- BRIEF -
Filter the entries below down to the lines that hold "because".

- Collected data entries -

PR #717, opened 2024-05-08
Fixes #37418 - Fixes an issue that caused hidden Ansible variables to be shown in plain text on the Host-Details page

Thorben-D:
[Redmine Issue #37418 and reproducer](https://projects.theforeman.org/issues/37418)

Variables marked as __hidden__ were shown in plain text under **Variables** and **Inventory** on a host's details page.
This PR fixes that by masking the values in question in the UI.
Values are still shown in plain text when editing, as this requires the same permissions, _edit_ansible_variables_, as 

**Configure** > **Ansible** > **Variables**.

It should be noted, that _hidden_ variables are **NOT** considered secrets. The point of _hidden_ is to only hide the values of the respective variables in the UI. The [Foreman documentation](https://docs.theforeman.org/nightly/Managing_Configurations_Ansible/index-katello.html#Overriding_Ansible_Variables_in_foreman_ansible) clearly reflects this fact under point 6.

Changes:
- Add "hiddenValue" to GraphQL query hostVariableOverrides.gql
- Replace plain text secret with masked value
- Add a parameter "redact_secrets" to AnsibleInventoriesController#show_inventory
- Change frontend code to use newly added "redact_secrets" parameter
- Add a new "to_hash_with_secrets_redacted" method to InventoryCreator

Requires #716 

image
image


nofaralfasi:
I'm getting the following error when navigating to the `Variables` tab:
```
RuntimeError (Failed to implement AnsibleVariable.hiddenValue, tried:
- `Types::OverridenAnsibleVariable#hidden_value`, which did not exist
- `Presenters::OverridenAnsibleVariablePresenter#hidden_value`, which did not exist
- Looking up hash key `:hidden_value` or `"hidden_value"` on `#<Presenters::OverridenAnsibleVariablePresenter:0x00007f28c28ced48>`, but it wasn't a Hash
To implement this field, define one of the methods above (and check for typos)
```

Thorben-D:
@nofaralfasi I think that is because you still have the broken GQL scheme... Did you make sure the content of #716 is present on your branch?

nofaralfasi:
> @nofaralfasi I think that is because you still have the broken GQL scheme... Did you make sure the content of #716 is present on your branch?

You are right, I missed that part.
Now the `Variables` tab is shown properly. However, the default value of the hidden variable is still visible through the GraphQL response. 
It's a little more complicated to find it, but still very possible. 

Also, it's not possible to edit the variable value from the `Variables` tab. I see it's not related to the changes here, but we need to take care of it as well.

- TASK OUTPUT -
@nofaralfasi I think that is because you still have the broken GQL scheme... Did you make sure the content of #716 is present on your branch?
> @nofaralfasi I think that is because you still have the broken GQL scheme... Did you make sure the content of #716 is present on your branch?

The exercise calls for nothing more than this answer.